FAME! - The Frisian Audio Mining Enterprise

TitleFAME! - The Frisian Audio Mining Enterprise
Publication TypePresentation
Year of Publication2015
Conference NameDag van de Fonetiek 2015
AuthorsYılmaz, Emre, Maaike Andringa, Sigrid Kingma, Frits van der Kuip, Hans Van de Velde, Frederik Kampstra, Jouke Algra, Henk van den Heuvel, and David van Leeuwen
PublisherNederlandse Vereniging voor Fonetische Wetenschappen
Conference LocationUtrecht, The Netherlands
Abstract

We have recently presented a new speech database containing 18.5 hours of annotated radio broadcasts in the Frisian language. Frisian is mostly spoken in the province Fryslân and it is the second official language of the Netherlands. The native speakers of Frisian are mostly bilingual and often code-switch in daily conversations due to the extensive influence of the Dutch language.

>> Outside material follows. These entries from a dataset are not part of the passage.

PR #703, opened 2025-10-27
Pair of fixes

### LINKED ISSUE #705: Transportalizers become "inactive" after being broken and re-placed, rendering them unusable
To be honest I don't know if this is intentional or not seeing as this has an entire nbt tag associated with it but it still is an issue that gets in the way of the game. When you break a transportalizer and re-place it in the world, the tag "active" gets set to 0b. Visually when you open the transportalizer menu you can see that the text showing the transportalizer's ID is red. This signifies if the transportalizer is active or not. The issue with this is that even though transportalizers keep nbt data upon breaking and re-placing them, you still can't use it due to the "active" tag getting set to 0... If this is intentional then I would suggest maybe giving the player some way of toggling this state without the /data command. Although again I'm not really sure about the intent here. Regardless, it gets in the way.. like if you make a transportalizer you CAN NOT move it or else it just breaks forever..

Image

^ notice the "active" tag here. the next image is after you break and re-place it

Image

you can see this without using the data command by simply viewing the UI of the transportalizer

Image

Image

medsal15:
Fix captchalogue cameras consuming durability but not giving cards when the player inventory is full
Fix transportalizers not working after mining and placing them

Closes #705


Dweblenod:
Excellent work!

PR #736, opened 2026-05-11
Create uranium power capability

medsal15:
Creates a capability for uranium power, working just like Neoforge's EnergyStorage capability. Also converts minestuck machines to use it instead of `UraniumPowered`.

Additionally removes the hardcoded fuel value for Raw Uranium by making it data-driven. The datamap is similar to furnace fuels, and includes the Uranium Block for 10 times the fuel.

Includes a few helpful additions, such as:
- `MachineUraniumHandler` which is a pre-made uranium power handler.
- `UraniumPower.getUraniumPower` which returns the uranium power of a given item stack and `UraniumPower.hasUraniumPower` which checks if it exists.
- `UraniumPowerSlot` which replaces some `InputSlot`s and only allows items that can provide uranium power.

`UraniumPowered` can be entirely removed if needed, but is only marked as deprecated because my mod uses it.


Dweblenod:
Ooh quality! Shouldnt the uranium block only be 9 times as powerful?

medsal15:
I chose 10 times to be similar to coal and coal blocks, which smelt 8 and 80 items respectively.

Dweblenod:
The various machines that implement the uranium capability store their uranium value in the form of a `short`, but the capability handles it as an `int`. Since ints have more storage capacity than shorts, what is your opinion on change the shorts to ints?

May need to add a check to loadAdditional() to make sure they dont throw an error checking for the wrong type

PR #737, opened 2026-05-11
Pickable laptops

Fl1s:
For convenience and to differentiate it from basic computers, laptops can now be easily picked up with the ability to keep the disks, themes, and active connections


Dweblenod:
Nice work! I am noticing however that the Commit history is outdated here. In the future, make sure to Fetch to keep the Remote branches up to date, and then create your new branch from the Remote version.

PR #740, opened 2026-05-13
[Pickable Laptops]

Fl1s:


CHANGELOG.md
```diff
@@ -6,6 +6,10 @@ The format is based on [Keep a Changelog](https://keepachangelog.com/en/1.1.0/).
 
 ## [Unreleased]
 
+### Changed
+
+- Laptops now pickable
+
```
Dweblenod, line 12: Dont forget to add your name as a contributor for this release! I would also rephrase the message to be something more like "Laptops can now be picked up without losing their contents"

Dweblenod (commented):
Make dropItems() in ComputerBlock protected instead of private, then Override it in LaptopBlock and leave it empty. This should accomplish the same thing as the variable pickedUp,

src/main/java/com/mraof/minestuck/blockentity/ComputerBlockEntity.java
```diff
@@ -57,7 +57,7 @@ public final class ComputerBlockEntity extends BlockEntity implements ISburbComp
 	public static final String DISK_REJECT = "block.minestuck.computer.disk_reject";
 	
 	private static final Logger LOGGER = LogManager.getLogger();
-	private static final int DISK_CAPACITY = 4;
+	private static final int DISK_CAPACITY = 5;
```
Dweblenod: Set this back to 4. We should handle this in only one PR at a time

PR #744, opened 2026-05-19
[Cake Mix]

Fl1s:


Fl1s:
I decided not to add extra alchemy steps because minestuck-compat already does the exact same thing

Dweblenod:
Make an entry to the changelog and this is good to go!

PR #746, opened 2026-05-30
[Server-Player Render]

Fl1s:
* added 'editInvisibility' config that allows to disable server player render in edit mode


Fl1s:
https://github.com/user-attachments/assets/540520f1-b3e0-4d45-9e50-784a5d493617

PR #750, opened 2026-06-29
Themed buttons

medsal15:
Adds themed buttons to computer themes, with the ability to define new ones.

Additionnally makes the theme selector's buttons use their respective themes.

If the theme has no specific button, the default button textures and colors will be used.

<details>
<summary>Examples</summary>
Themed selector buttons<br>
First page of the theme selector

Disk burner with the Joy theme<br>
Picture of the Disk Burner program, with the option to burn the server disk being highlighted
</details>


Dweblenod (commented):
Really love this! So far I only have one note, I suggest that we keep the assets associated with a theme together. That would be to move the contents at `textures/gui/theme/` and `textures/gui/sprites/theme/` into the same directory.

My thought would be to rename `gui/sprites/theme` to `gui/computer/theme` and eventually move the contents of `gui/desktop_icon` under computer as well.

medsal15:
Unfortunately, due to the way `blitSprite` works, the textures must be under `gui/sprites`. I have no idea whether it is possible to change that.

Dweblenod:
Then for the time being I will consider this ready and merge

PR #751, opened 2026-07-08
Allow Terrain Flatenator to flatten terrain

medsal15:
Affects a 3x3x3 cube around the clicked block. Works the same way as shovels do.


Dweblenod (commented):
Tangentially related to this PR, what are you thoughts on the shovels current durability and grist cost?

medsal15:
For an upgrade to the iron shovel, it is very cheap. Maybe increasing a bit the rust cost could make it more balanced.

Dweblenod:
> For an upgrade to the iron shovel, it is very cheap. Maybe increasing a bit the rust cost could make it more balanced.

I was thinking of going the other way for once, so lets plan on leaving it for now

PR #755, opened 2026-08-11
Data Checker gui improvements

Dweblenod:
Overhauls the Data Checker in the Minestuck GUI to show each Sessions data through an overview of the Incipisphere. Data should be easier to comprehend, denser, and quicker to navigate. 

Fixes minor issues like grist cache button giving poorly formatted command and scroll bar being stuck at very top or bottom.

It is also available to everyone in config by default


src/main/java/com/mraof/minestuck/client/gui/playerStats/DataCheckerScreen.java
```diff
@@ -195,372 +287,242 @@ public boolean mouseReleased(double mouseX, double mouseY, int mouseButton)
...
-		public boolean isButton()
+		private static void appendLandAndPlayer(CompoundTag landNbt, Optional<LandTypePair.Named> oNamed, MutableComponent component)
 		{
-			return true;
-		}
-		@Override
-		public String getName()
-		{
-			return String.format("%s (%d/%d)", name, playersEntered, players);
+			//TODO formatting is wrong for null lands
```
Dweblenod: Last major issue

PR #5480, opened 2025-03-02
test(percy): testing percy functionality

salmoneatenbybear:
Testing the Percy functionality. 

Made a change in the Login page in the UI to test whether percy is catching it correctly. 

Before the change i made the ui looked like this ( notice the login text header ) : 

image

After : 

image

## Summary by CodeRabbit

- **New Features**
  - Updated the login screen's main heading to display "Sign In" instead of the previous generic label. This change offers clearer guidance for users, making it easier to identify the authentication process. Users will now experience a more intuitive entry point when signing in.


salmoneatenbybear:
image


Currently percy is not able to detect the change as the integration is not yet fully complete, as you can see from ci/cd log for the test above, percy is not active.

salmoneatenbybear:
cc : @vedant-jain03 @tachyons

salmoneatenbybear:
image


Percy is working but on PRs merged in the master branch because the token isn't accessible to the PRs, let me try and figure out a way around this... as the whole point of percy is to detect changes before merge in master 

CC : @tachyons @vedant-jain03 @Asrani-Aman

salmoneatenbybear:
right now Percy only runs after PRs are merged. This is the standard “secrets aren’t exposed to forked pull-requests” issue on GitHub Actions.

these are according to me the possible fixes for this with the first one being the most appropriate according to me...

- Switch to pull_request_target (with a careful workflow so secrets aren’t leaked).
- Require branches be created in this repo (instead of forks).
- Require manual approval for forked PRs so Percy can access secrets.

Which approach works best for us? @tachyons @vedant-jain03 @Asrani-Aman

salmoneatenbybear:
IMP security notice if we go with option 1 : we need to ensure the  tests are locked down so they don’t accidentally leak PERCY_TOKEN.

salmoneatenbybear:
should i contact the percy support engineer i had a zoom call with for initial setup related questions ?

tachyons:
Try tagging them here, they might be able to help

salmoneatenbybear:
@parth-bstack

Can you please help with above ? 

would be extremely grateful...

salmoneatenbybear:
Next step would be to decide critical UI flows we anticipate changes in this summer... and add percy snapshot commands there to test them when running the percy tests.


CC : @vedant-jain03 @tachyons @Asrani-Aman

Considering the longitudinal and code-switching nature of the data, an appropriate annotation protocol has been designed and the data is manually annotated with the orthographic transcription, speaker identities, dialect information, code-switching details and background noise/music information. This data has been collected in the scope of the FAME! (Frisian Audio Mining Enterprise) Project which aims to build a spoken document retrieval system for the disclosure of the archives of Omrop Fryslân (Frisian Broadcast) covering a large time span from 1950s to present and a wide variety of topics. Omrop Fryslân is the regional public broadcaster of the province Fryslân and the main data provider of this project with a radio broadcast archive containing more than 2600 hours of recordings.

In this presentation, we will address both the disclosure of this "big data", especially its phonetic aspects, and the rich potential of code switching research using this new database.